Но того сумасшествия, какое вызвала в Москве своими представлениями Фанни Эльслер не было и тени. Впрочем, на масленице, публика поднесла Рашели серебряный кубок, с изображением московского герба, и М. С. Щепкин вручил от себя каллиграфическую рукопись "Скупого рыцаря" Пушкина, к которой были присоединены: два вида Москвы, портрет Щепкина и французские стихи Ростопчиной. Уехала Рашель из Москвы тихо, провожаемая только самыми близкими знакомыми.

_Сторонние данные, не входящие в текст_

PR #2051, opened 2025-08-05
fix(core/slider): Making slider form ready

1307-Dev:

Currently slider is not a form ready component. It doesn't have styles incorporated for various validation states, nor a support for various feedback texts.

New  changes covered (Requirements listed in the JIRA's comment section) -
Change 1:
Tick and thumb both are at the edge.

Change 2:
Added border radius for track and trace both.

Change 3:
Hover and Active state of thumb does not change it's size.

Change 4:
As discussed with Kathrin, all tick size should be 6px now so reduced the size from 8px to 6px.
Used SVG to render the circles properly.

GitHub Issue Number: #
Jira Issue number: [IX-1519](https://agileworld.siemens.cloud/jira/browse/IX-1519)

Made it form ready, added component tests to confirm the same, updated vrts and snapshots

## 🏁 Checklist

### DIFF
--- a/.changeset/tender-games-drive.md
+++ b/.changeset/tender-games-drive.md
@@ -1,0 +1,7 @@
+---
+"@siemens/ix": patch
+---
+
+Make sure centered **ix-modal** will get displayed in desired place on every render.
+
+Fixes #2190
--- a/packages/core/src/components/modal/modal.scss
+++ b/packages/core/src/components/modal/modal.scss
@@ -46,6 +46,7 @@
     overflow: visible;
     max-height: 80vh;
     pointer-events: all;
+    overflow-wrap: break-word;
   }
 
   .modal-size-360 {
--- a/packages/core/src/components/modal/modal.tsx
+++ b/packages/core/src/components/modal/modal.tsx
@@ -166,6 +166,7 @@ export class Modal {
       );
       this.modalVisible = true;
       dialog.showModal();
+      this.slideInModal();
     } catch (e) {
       console.error('HTMLDialogElement not existing');
     }
@@ -230,10 +231,6 @@ export class Modal {
 
       this.dialogClose.emit(reason);
     });
-  }
-
-  componentDidLoad() {
-    this.slideInModal();
   }
 
   componentWillLoad() {
--- a/packages/core/src/components/modal/test/modal.ct.ts
+++ b/packages/core/src/components/modal/test/modal.ct.ts
@@ -337,3 +337,55 @@ regressionTest.describe('message utils', () => {
     });
   });
 });
+
+regressionTest(
+  'centered modal should remain centered after reopening',
+  async ({ mount, page }) => {
+    await mount(``);
+    await setupModalEnvironment(page);
+
+    const positionTolerance = 5;
+    const dialog = page.locator('ix-modal dialog');
+
+    const openCenteredModal = () =>
+      page.evaluate(() => {
+        const elm = document.createElement('ix-modal');
+        elm.innerHTML = `<div>hi</div>`;
+        (globalThis as typeof globalThis & Window).showModal({
+          content: elm,
+          centered: true,
+        });
+      });
+
+    const dismissCurrentModal = () =>
+      page.evaluate(() => {
+        const modal = document.querySelector('ix-modal');
+        if (modal) {
+          (globalThis as typeof globalThis & Window).dismissModal(modal);
+        }
+      });
+
+    const getModalCenterX = async () => {
+      const box = await dialog.boundingBox();
+      if (!box) {
+        throw new Error('Modal dialog bounding box not found');
+      }
+      return box.x + box.width / 2;
+    };
+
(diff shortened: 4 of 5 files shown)


1307-Dev:
@nuke-ellington I have reopened the Merge request with a new branch as there were too many conflicts on the older one.

packages/core/src/components/slider/slider.tsx
```diff
@@ -34,16 +42,52 @@ function between(min: number, value: number, max: number) {
...
+  /**
+   * Show text below the field component
+   */
+  @Prop() helperText?: string;
+
+  /**
+   * Label for the field component
+   */
+  @Prop() label?: string;
+  /**
```
nuke-ellington, line 71:
```suggestion

  /**
   * Show text below the field component
   */
  @Prop() helperText?: string;

  /**
   * Label for the field component
   */
  @Prop() label?: string;

  /**
```

packages/core/src/components/slider/slider.tsx
```diff
@@ -89,9 +133,10 @@ export class Slider {
 
   /**
    * Show error state and message
+   *
+   * @deprecated Will be removed in 4.0.0. Use invalid class instead.
    */
   @Prop() error?: boolean | string;
-
```
nuke-ellington, line 94: Keep newline

packages/core/src/components/slider/slider.tsx
```diff
@@ -151,6 +223,13 @@ export class Slider {
     this.rangeTraceReference = between(this.min, this.traceReference, this.max);
     this.rangeMin = Math.min(this.min, this.max);
     this.rangeMax = Math.max(this.min, this.max);
+    if (this.value !== undefined) {
+      this.formInternals.setFormValue(this.value.toString());
+    }
+  }
```
nuke-ellington, line 239:
```suggestion
  }
  
```

packages/core/src/components/slider/slider.tsx
```diff
@@ -151,6 +223,13 @@ export class Slider {
     this.rangeTraceReference = between(this.min, this.traceReference, this.max);
     this.rangeMin = Math.min(this.min, this.max);
     this.rangeMax = Math.max(this.min, this.max);
+    if (this.value !== undefined) {
+      this.formInternals.setFormValue(this.value.toString());
```
nuke-ellington: My concern here is, that we set the form value even if the value did not change. I guess this will not trigger any unwanted event, etc. but maybe we can add a separate listener?

RamVinayMandal:
@nuke-ellington

Changes added:
Slider's padding is removed from both end. Padding added from each side in examples to guide the user according to the Figma.
Aligned tooltip and thumb positions.
Aligned tick position with thumb.

Note: Distorted tooltip text issue addressed in this PR https://github.com/siemens/ix/pull/2156

1307-Dev:
> @1307-Dev You changed a lot of the calculation of the slider, compared to the current version some ticks are now off the center if a reference marker is used.
> 
> Can you give me any insights why did you change it at all? I do not see amy reason of changing it, because only form functions should be integrated inside the slider.
> 
> Before: image
> 
> After: image



The main reason we had to change some of the calculations used for the slider was do to the face that there was an offset on both the sides which wasn't seen on the figma design.
image
image


In the new design's figma, there doesn't appear to be any offset
image
So to remove the offset and ensure that the pseudothumb as well as the thumb would align, these changes were added in the calcs.

Without the calculation changes, this is what the slider would have looked like with the new form fields (label, feedback texts)
image


I will look into the ticks which are off center and issue a fix for the same.

RamVinayMandal:
@danielleroux 
Kathrin shared some updates in the JIRA ticket, so we'll switch the PR to Draft mode for now and work through the points raised.

packages/core/src/components/slider/slider.scss
```diff
@@ -210,7 +208,7 @@
     border-radius: 100px;
     top: 50%;
     transform: translateY(-50%);
-    left: calc(var(--tick-value) * 100% - 4px);
+    left: calc(var(--tick-value) * (100% - 0.5rem));
```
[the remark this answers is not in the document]
RamVinayMandal: Tick size is now 6px.
Centered tick to place correctly behind the Thumb. Thumb and tick both are at the edge.
Used SVG to show the circle shape.

packages/core/src/components/slider/slider.tsx
nuke-ellington, line 1: Since tags missing

1307-Dev: Added since tags

packages/storybook-docs/src/stories/input.stories.ts
```diff
@@ -14,6 +14,7 @@ import {
   makeArgTypes,
 } from './utils/generic-render';
 
+
```
nuke-ellington:
```suggestion
```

Из артистов нашей сцены более всего сошелся с Рашелью Щепкин, не знавший ни слова по-французски. Он вел с нею беседы о сценическом искусстве, иногда предлинные, через переводчика, которым был один молодой аристократ, можно сказать мальчик, только что оставивший университетские скамейки.

Он нравился Рашели серьезно и бывал у нее, формально, всякий вечер после спектакля. Перед отъездом Рашели в Париж, Щепкин упросил ее посмотреть его в роли Фамусова.

Пьесу перевели для артистки "в сокращении" и переписали либретто "Горе от ума", как переписывают бумаги для государей. Читала она, или не читала эту книжечку - неизвестно, только выразила свою благодарность Щепкину в очень эффектных фразах, которые переводчик перевел, с добавлением от себя, с указанием тех мест, какие якобы, в особенности, понравились Рашели.

Кажется, тут же Рашель и пригласила Щепкина в Париж посмотреть ее в тех спектаклях, которых в Москве она не давала.